Material for this task: Begin

PR #940, opened 2026-08-03
Collect dealer signatures until the quorum, not until a deadline

zhouwfang:
MystenLabs/hashi#918

### DIFF
--- a/crates/hashi/src/mpc/mpc_except_signing.rs
+++ b/crates/hashi/src/mpc/mpc_except_signing.rs
@@ -87,6 +87,7 @@ use hashi_types::committee::Bls12381PrivateKey;
 use hashi_types::committee::BlsSignatureAggregator;
 use hashi_types::committee::Committee;
 use hashi_types::committee::MemberSignature;
+use hashi_types::committee::ReducedWeight;
 use rand::seq::SliceRandom;
 use std::collections::BTreeMap;
 use std::collections::HashMap;
@@ -109,6 +110,9 @@ const HEDGED_RETRIEVE_INITIAL_ROUND_SIZE: usize = 2;
 const HEDGED_RETRIEVE_ROUND_GROWTH_FACTOR: usize = 2;
 const HEDGED_RETRIEVE_ROUND_TIMEOUT: Duration = Duration::from_secs(1);
 const PREVIOUS_MESSAGE_REPAIR_ATTEMPT_TIMEOUT: Duration = Duration::from_secs(20);
+/// How long a dealer keeps folding straggler signatures after its quorum is
+/// already met.
+const DEALER_STRAGGLER_GRACE: Duration = Duration::from_secs(10);
 
 type AvidEchoAndVote = (
     BLS12381Signature,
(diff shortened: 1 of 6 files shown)


benr-ml (commented):
I don't understand how it solves the issue - we send messages to all parties and want to make sure that all the slow ones will eventually receive them - why not continue retrying until we complete the protocol? e.g., for avss/dkg, the dealer should send the message and retry until it has t+f votes. it should not fail after 1 min but continue retrying, no?

zhouwfang:
@benr-ml Deadline is gone. testnet says it was cutting nearly every round.

Now it collects until t+f, then waits a bit past that before publishing. On "Retry for longer, but afterwards wait just a bit more", I'd done the first half and skipped the second, and it matters: a bare t+f cert leaves complaint recovery no slack. Did both AVID legs too.

Still guessing how long that extra wait should be, so added metrics to pick it off real data.

One AVID thing: optimistic only publishes if everyone confirms, but we now stop at W−f plus a 35s grace instead of waiting for all of them. A slow last node drops us to the pessimistic leg: extra crypto round plus another fan-out. Better than blocking for minutes I think, but the grace decides how often, and I've only run AVID once on devnet so nothing to size it from yet.

benr-ml:
> @benr-ml Deadline is gone. testnet says it was cutting nearly every round.
> 
> Now it collects until t+f, then waits a bit past that before publishing. On "Retry for longer, but afterwards wait just a bit more", I'd done the first half and skipped the second, and it matters: a bare t+f cert leaves complaint recovery no slack. Did both AVID legs too.
> 
> Still guessing how long that extra wait should be, so added metrics to pick it off real data.
> 
> One AVID thing: optimistic only publishes if everyone confirms, but we now stop at W−f plus a 35s grace instead of waiting for all of them. A slow last node drops us to the pessimistic leg: extra crypto round plus another fan-out. Better than blocking for minutes I think, but the grace decides how often, and I've only run AVID once on devnet so nothing to size it from yet.

I don't follow - why does it need to wait after t+f for dkg/key-rotation? the only steps in which we should wait a bit longer are: first phase of the batch avid protocol (to reduce the overhead of the second phase), and when collecting the presig certs (to increase the number of nonce we generate per batch).

also, wdym by
> a bare t+f cert leaves complaint recovery no slack

zhouwfang:
@benr-ml Both fair. Overstated the slack thing: t+f already tolerates f, nothing's missing. Dropped the wait. Had Confirm backwards too. Now it goes for unanimity with a 90s window, still arming at W−f so one dead node doesn't cost us the full retry budget. PTAL.

crates/hashi/src/mpc/mpc_except_signing.rs
```diff
@@ -2884,25 +2918,28 @@ impl MpcManager {
...
+                mgr.mpc_config.threshold as u32 + mgr.mpc_config.max_faulty as u32,
+                mgr.address,
+            )
+        };
+        let decided_weight = dealer_data.vote_quorum_weight.max(min_confirm_weight);
+        collect_dealer_signatures(
+            &mut aggregator,
+            requests,
+            decided_weight,
+            AVID_CONFIRM_GRACE,
```
benr-ml: i am assuming this is the first phase (collecting https://github.com/MystenLabs/fastcrypto/blob/main/fastcrypto-tbls/src/threshold_schnorr/batch_avss_avid.rs#L114-L116). if so maybe call it BATCH_AVSS_VOTES_GRACE

benr-ml (approved):

PR #949, opened 2026-08-05
[Monitor] [1/2] Add Sui and Bitcoin polling

mskd12:
This is the chain-source half of the monitor stack.

This PR:
- scans only transactions emitting `WithdrawalPickedForProcessing` or `DepositConfirmed` through Sui v2 `ListTransactions`
- obtains the timestamp for `DepositConfirmed` from its containing checkpoint and restores rejection of conflicting duplicate confirmed deposits
- resolves timestamp boundaries to checkpoints and resumes through server scan/page limits
- replaces the legacy Bitcoin Core client with provider-compatible JSON-RPC batching, caching, pacing, and rate-limit retries
- requires six Bitcoin confirmations

Monitor stack:
- [1/2]: this PR
- [2/2]: #950

Local verification:
- `make fmt`
- `cargo check`
- live 10-minute testnet batch audit via the complete stack in #950


crates/hashi-monitor/src/rpc/btc.rs
```diff
@@ -1,31 +1,110 @@
...
+    confirmations: u64,
+}
+
+#[derive(Deserialize)]
+struct RawBlockHeader {
+    time: u64,
+}
+
+impl RawTransactionInfo {
+    fn sufficiently_confirmed_block_hash(self, txid: Txid) -> anyhow::Result<Option<BlockHash>> {
```
benr-ml, line 65: why result<option<>>? does it ever return error?

benr-ml (approved):
overall looks good to me, but @bmwill or others better review the sui and btc integrations at some point

crates/hashi-monitor/src/rpc/btc.rs
mskd12: So it currently returns:

- Ok(None): successful lookup, but the transaction is not yet sufficiently confirmed (unmined or mined with 1-5 confirmations) 
- Ok(time): successful lookup with 6 confirmations
- Err: all other RPC errors

The reason we distinguish the first case is to record the time at which we checked Bitcoin and use that to throw MissingEvent if needed.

Material for this task: End

*Exercise*
The records shown earlier should all be returned verbatim.

*Written response*
PR #940, opened 2026-08-03
Collect dealer signatures until the quorum, not until a deadline

zhouwfang:
MystenLabs/hashi#918

### DIFF
--- a/crates/hashi/src/mpc/mpc_except_signing.rs
+++ b/crates/hashi/src/mpc/mpc_except_signing.rs
@@ -87,6 +87,7 @@ use hashi_types::committee::Bls12381PrivateKey;
 use hashi_types::committee::BlsSignatureAggregator;
 use hashi_types::committee::Committee;
 use hashi_types::committee::MemberSignature;
+use hashi_types::committee::ReducedWeight;
 use rand::seq::SliceRandom;
 use std::collections::BTreeMap;
 use std::collections::HashMap;
@@ -109,6 +110,9 @@ const HEDGED_RETRIEVE_INITIAL_ROUND_SIZE: usize = 2;
 const HEDGED_RETRIEVE_ROUND_GROWTH_FACTOR: usize = 2;
 const HEDGED_RETRIEVE_ROUND_TIMEOUT: Duration = Duration::from_secs(1);
 const PREVIOUS_MESSAGE_REPAIR_ATTEMPT_TIMEOUT: Duration = Duration::from_secs(20);
+/// How long a dealer keeps folding straggler signatures after its quorum is
+/// already met.
+const DEALER_STRAGGLER_GRACE: Duration = Duration::from_secs(10);
 
 type AvidEchoAndVote = (
     BLS12381Signature,
(diff shortened: 1 of 6 files shown)


benr-ml (commented):
I don't understand how it solves the issue - we send messages to all parties and want to make sure that all the slow ones will eventually receive them - why not continue retrying until we complete the protocol? e.g., for avss/dkg, the dealer should send the message and retry until it has t+f votes. it should not fail after 1 min but continue retrying, no?

zhouwfang:
@benr-ml Deadline is gone. testnet says it was cutting nearly every round.

Now it collects until t+f, then waits a bit past that before publishing. On "Retry for longer, but afterwards wait just a bit more", I'd done the first half and skipped the second, and it matters: a bare t+f cert leaves complaint recovery no slack. Did both AVID legs too.

Still guessing how long that extra wait should be, so added metrics to pick it off real data.

One AVID thing: optimistic only publishes if everyone confirms, but we now stop at W−f plus a 35s grace instead of waiting for all of them. A slow last node drops us to the pessimistic leg: extra crypto round plus another fan-out. Better than blocking for minutes I think, but the grace decides how often, and I've only run AVID once on devnet so nothing to size it from yet.

benr-ml:
> @benr-ml Deadline is gone. testnet says it was cutting nearly every round.
> 
> Now it collects until t+f, then waits a bit past that before publishing. On "Retry for longer, but afterwards wait just a bit more", I'd done the first half and skipped the second, and it matters: a bare t+f cert leaves complaint recovery no slack. Did both AVID legs too.
> 
> Still guessing how long that extra wait should be, so added metrics to pick it off real data.
> 
> One AVID thing: optimistic only publishes if everyone confirms, but we now stop at W−f plus a 35s grace instead of waiting for all of them. A slow last node drops us to the pessimistic leg: extra crypto round plus another fan-out. Better than blocking for minutes I think, but the grace decides how often, and I've only run AVID once on devnet so nothing to size it from yet.

I don't follow - why does it need to wait after t+f for dkg/key-rotation? the only steps in which we should wait a bit longer are: first phase of the batch avid protocol (to reduce the overhead of the second phase), and when collecting the presig certs (to increase the number of nonce we generate per batch).

also, wdym by
> a bare t+f cert leaves complaint recovery no slack

zhouwfang:
@benr-ml Both fair. Overstated the slack thing: t+f already tolerates f, nothing's missing. Dropped the wait. Had Confirm backwards too. Now it goes for unanimity with a 90s window, still arming at W−f so one dead node doesn't cost us the full retry budget. PTAL.

crates/hashi/src/mpc/mpc_except_signing.rs
```diff
@@ -2884,25 +2918,28 @@ impl MpcManager {
...
+                mgr.mpc_config.threshold as u32 + mgr.mpc_config.max_faulty as u32,
+                mgr.address,
+            )
+        };
+        let decided_weight = dealer_data.vote_quorum_weight.max(min_confirm_weight);
+        collect_dealer_signatures(
+            &mut aggregator,
+            requests,
+            decided_weight,
+            AVID_CONFIRM_GRACE,
```
benr-ml: i am assuming this is the first phase (collecting https://github.com/MystenLabs/fastcrypto/blob/main/fastcrypto-tbls/src/threshold_schnorr/batch_avss_avid.rs#L114-L116). if so maybe call it BATCH_AVSS_VOTES_GRACE

benr-ml (approved):

PR #949, opened 2026-08-05
[Monitor] [1/2] Add Sui and Bitcoin polling

mskd12:
This is the chain-source half of the monitor stack.

This PR:
- scans only transactions emitting `WithdrawalPickedForProcessing` or `DepositConfirmed` through Sui v2 `ListTransactions`
- obtains the timestamp for `DepositConfirmed` from its containing checkpoint and restores rejection of conflicting duplicate confirmed deposits
- resolves timestamp boundaries to checkpoints and resumes through server scan/page limits
- replaces the legacy Bitcoin Core client with provider-compatible JSON-RPC batching, caching, pacing, and rate-limit retries
- requires six Bitcoin confirmations

Monitor stack:
- [1/2]: this PR
- [2/2]: #950

Local verification:
- `make fmt`
- `cargo check`
- live 10-minute testnet batch audit via the complete stack in #950


crates/hashi-monitor/src/rpc/btc.rs
```diff
@@ -1,31 +1,110 @@
...
+    confirmations: u64,
+}
+
+#[derive(Deserialize)]
+struct RawBlockHeader {
+    time: u64,
+}
+
+impl RawTransactionInfo {
+    fn sufficiently_confirmed_block_hash(self, txid: Txid) -> anyhow::Result<Option<BlockHash>> {
```
benr-ml, line 65: why result<option<>>? does it ever return error?

benr-ml (approved):
overall looks good to me, but @bmwill or others better review the sui and btc integrations at some point

crates/hashi-monitor/src/rpc/btc.rs
mskd12: So it currently returns:

- Ok(None): successful lookup, but the transaction is not yet sufficiently confirmed (unmined or mined with 1-5 confirmations) 
- Ok(time): successful lookup with 6 confirmations
- Err: all other RPC errors

The reason we distinguish the first case is to record the time at which we checked Bitcoin and use that to throw MissingEvent if needed.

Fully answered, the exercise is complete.